Transfer Files to Server cloud

 Before running server jobs on cloud, you will upload the data files to a Cloud folder, or locate data already transferred. Go to Server File | Browse Files window.
It’s best practice for OmicSoft Administrators to name mapped S3 folders with “Cloud” in the folder, so you can differentiate Cloud S3 folders from network-mapped folders. In this example, the folder is named “SGECloudFolder”, and Vivian has created a subfolder to store input data.
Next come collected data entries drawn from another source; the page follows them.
PR #47, opened 2017-06-14
[10.0][MIG] partner_multi_company

lasley:
* Bump versions
* Rename manifest
* Rename openerp to odoo
* Implement base_multi_company


mstuttgart:
I find the follow error when try install it:

>>> TypeError: Model 'res.partner' inherits from non-existing model 'multi.company.abstract'

To fix it, I added to `base_multi_company` in `depends` key in manifest file. This module works fine :+1:

lasley:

Uploading files from your computer
 If data are not already in the Cloud S3 folder, click Upload to transfer data from your local computer. 
image41_png
 
 
 
 
 

Downloading files from NCBI SRA

 If you want to analyze data submitted to NCBI SRA, ERA, etc., you can quickly download to your Cloud bucket with Download FASTQ files from NCBI SRA

Direct transfer to S3 bucket (Advanced Users)
 Mapped cloud folders are your own S3 buckets; experienced AWS users can directly transfer data into the S3 location, and data will be immediately available for analysis in OmicSoft Server on the Cloud.
  

Run your Cloud analysis

 To run a cloud-based analysis, simply choose your NGS analysis module (such as Download NCBI SRA FASTQ, OmicSoft RNAseq pipeline function , Report Gene/Transcript Counts, etc), and be sure to specify S3 locations for both Input and Output locations.

OmicSoft Server will automatically transfer your S3 input data to compute instances, perform the analysis, and return output data to your S3 output location.

Summary files will be automatically loaded into your OmicSoft Suite project.

image42_png
After sending the data to queue, the job progress could be monitored the same way as server project:
image43_png 

Run Multiple Jobs on Cloud

 With Cloud-based analyses, you can specify as many parallel jobs as the number of samples, and each sample will be analyzed on a separate instance. Because AWS charges by the minute, not by the instance this will not cost any more than running a single parallel job, and this makes it much faster to perform the analyses.
image44_png
image45_png


image46_png
The users can right click on the job and select View Full Log:
image47_png


In the Log window, as you can see, the jobs are being submitted to cloud NGS instances, 2 cloud instances will be started as we have two samples to align:
image48_png

You can monitor the Server Jobs tab for progress of your cloud job.
  

Continue your analysis


After your job is complete, your OmicSoft Suite project will say “Update project”. Click the Update project button to synchronize your local OmicSoft Studio with the latest output data.


image49_png

Congratulations! Now you can successfully run server projects on cloud! 

Example Cloud Workflow: GSE91061 re-analysis

 Step 1: Create a Server project in OmicSoft Server



Step 2: Download FASTQ files from NCBI SRA

SRP094781 is the SRA project containing all raw FASTQ files for GSE91061. SRP094781 contains 109 samples (208 files, paired-end data) with RNA-seq data, and can be downloaded as 109 parallel EC2 jobs.



Step 3: OmicSoft RNA-Seq analysis




Find the downloaded data in your Cloud-mapped folder. You can specify 109 parallel jobs, which will launch 109 parallel alignments, then quantify the data and return all tabular results to your project for visualization and analysis.




The OmicSoft RNA-seq pipeline will align your data to the genome of your choice, quantify expression to your gene model, identify exons and exon junctions, fusions, and mutations.